Flood The rain continues to pour down, and the flooded streets and angry waters seem to reflect the mood of the country after last night’s soccer defeat to France. I enjoy watching soccer, but I am not a mad soccer fan. And yet, I could help being swept away in the excitement last night as Ireland’s Robbie Keane scored to make the dream of going to the World Cup seem suddenly very real. Perhaps it was the symbolism of it as well – if the Irish team could win against all odds, against one of the giants of world football, then couldn’t Ireland, stuck in gloomy economic times, also perform a miracle and haul itself out of its difficulties?

Then, of course, this happened:

Suddenly it all seemed so unfair – a goal that should have been disallowed and our dreams evaporated. All the tremendous heart and hard work of our players resulted in nothing. Perhaps, again, it’s the symbolism of it that has Ireland in such a depressed state today. We are, after all, well-used to losing in international sport. However, to put in one of the best performances in recent memory and still lose (unfairly) strikes at the heart of the current Irish predicament. We are a small nation with huge competitive disadvantages due to our size and remoteness, and if hard work and heart is not enough, what is?

It must be said that sport (or life for that matter) doesn’t usually hinge on one moment, even if that moment in retrospect becomes everything. There were a host of missed chances not only in this game, but in previous games as well. We could have beaten Italy and topped the group. We could have played better again France in Croke Park. We could have scored more or defended better in any number of matches, but we didn’t.

Life will go on. There will be more matches, and we will have chances to bring Ireland out of its economic mess. I would hope, once the raw, immediate emotion of anger and disappointment passes, that instead of becoming stuck in negativity and conspiracy theories, we will instead realise that both as a team and a country we can and should do even better – that we have it in us.

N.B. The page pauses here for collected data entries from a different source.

PR #1044, opened 2026-05-11
Add Nix devshell for Linux and macOS development

SailorSnoW:
Adds `devShells.<system>.default` for `x86_64-linux`, `aarch64-linux`, `x86_64-darwin`, and `aarch64-darwin` so the repo can be developed via `nix develop` / direnv on both platforms. The existing `packages.x86_64-linux.default` build is unchanged.

- Linux (`mkShell`): gcc + clang/lld, cmake, ninja, pkg-config, python3 + markupsafe, rustc/cargo, sccache, plus the system libs mirrored from the Ubuntu apt list in `.github/workflows/build.yml` (X11/Wayland, Vulkan, GL, ALSA/PulseAudio/PipeWire, GTK3, freetype, zstd, ...).
- macOS (`mkShellNoCC`): same tooling without Nix's cc-wrapper, so CMake picks up Apple Clang and the Xcode SDK directly — matches the `build-apple` CI job.
- Ignores `.direnv/` and `.envrc`.

Verified with `nix flake check --no-build --all-systems` and by entering the macOS arm64 devshell.

### DIFF
--- a/.gitignore
+++ b/.gitignore
@@ -41,6 +41,10 @@ compile_commands.json
 # MacOS
 .DS_Store
 
+# direnv / nix
+.direnv/
+.envrc
+
 # ISOs
 *.iso
 
--- a/flake.nix
+++ b/flake.nix
@@ -4,101 +4,212 @@
   };
   outputs = { self, nixpkgs }:
     let
-      pkgs = import nixpkgs { system = "x86_64-linux"; };
-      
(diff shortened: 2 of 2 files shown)


Krutonium:
Independently verified the `x86_64-linux`  dev shell, everything looks to be in order.

LGTM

RoisinSmileWe should be proud of our team, because our players showed us last night their potential is far greater than many would have admitted. I believe, for all the obstacles being placed in our path (both internally and externally), that the same is true for Ireland. We must keep the drive, as well as the joy and hope and build a better future for both us and our children. It wont hinge on one game or one moment. It will be a long, hard campaign, but we can do it.

3 Responses to “A Flood of Emotions”

  1. November 19th, 2009 at 5:47 pm

    laura says:

    The Irish rugby team isn’t doing too badly! :-)
    It’s funny, the first time Ireland got to the soccer world cup was the beginning of a massive period of growth and confidence in the Irish economy. It’s a pity Ireland haven’t reached SA as being in the world cup would have distracted the nation from its arguments about the budget and financial situation and would have given us all something to look forward to. I hope not qualifying isn’t a harbringer for continuing (or more extended than it would have been) economic hardship!

  2. November 19th, 2009 at 6:09 pm

    Lily Collison says:

    Excellent post. I had thought that the recession, the world cup campaign and the weather did seem to resonate with each other. You expressed it very well.

  3. November 19th, 2009 at 11:28 pm

    Susan says:

    Your words are inspiring – in these very tough times, we must find some way to keep things in perspective for our families, demand the best from those with governmental and economic power, and contine to offer each person we meet the respect and encouragement we all deserve.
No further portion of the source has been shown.